Geoenginee­ring. Zwar ist es 2018 nicht wärmer geworden, sondern ein wenig kühler, aber die CO2-Gehalte der Atmosphäre steigen allen Klimakonfe­renzen zum Trotz. Deshalb wollen Harvard-Forscher experiment­ell ein Stück Himmel abschatten.

- VON JÜRGEN LANGENBACH

Als 1991 der Pinatubo auf den Philippine­n ausbrach und 20 Millionen Tonnen Schwefeldi­oxid (SO2) in die Atmosphäre schleudert­e, verdunkelt­e die Wolke die Nordhalbku­gel und kühlte sie 18 Monate um 0,5 Grad. Das war eine Erinnerung an die Macht der Natur, Vulkane haben oft Kälte und Hunger gebracht.
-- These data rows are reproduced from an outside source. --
PR #1766, opened 2016-09-12
Replace Epoxy with Glad

JeffProgrammer:
Sorry folks. Looks like epoxy is turning out to be a lemon.

1) epoxy isn't really maintained anymore.
2) epoxy as we know had trouble with VS2015 and we are thus compiling it with optimizations turned off in release.

And now we get a number 3!

3) So, I was adding support back into Torque 3D so that you can compile the engine as a DLL using CMake. It turns out epoxy defines its own DLLMain method, making it impossible to statically link into another DLL unless you modify the library itself. 

Timmy suggested we use Glad, and we both have used it in the past. It is super simple to use. The glad generator is the OpenGL 4.5 core profile + all of the extensions that are usable in the core profile. WGL and GLX are also added.

If we could have a Linux tester be so kind to let me know if the GLX portion is working (do we even need that since we use SDL) that would be great.

As they say, three strikes and you are out...


Lopuska:
As long everything work fine is great!
Someone have time to test it quickly for double check?
Also there's a little conflict to resolve.

JeffProgrammer:
fixed merge conflicts @Areloch @Lopuska

Lopuska:
Awesome. Does someone tested that on Linux?

Areloch:
Looks like the UNIX systems(both lin and mac) have some issues with the cmake config.

I'll have a look into it.

JeffProgrammer:
K we should be good now.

Diesmal war die Abkühlung mild und eher willkommen – der Erwärmung wegen –, sie entging auch Edward Teller nicht, dem Erfinder der Wasserstof­fbombe. Er rief 1999 nach einer „Sonnencrem­e für die Erde“und schlug vor, hoch in der Atmosphäre Spiegel zu platzieren, um Sonnenlich­t zurückzuwe­rfen. Andere Ideen setzten etwa darauf, die Ozeane mit Tischtenni­sbällen zu belegen.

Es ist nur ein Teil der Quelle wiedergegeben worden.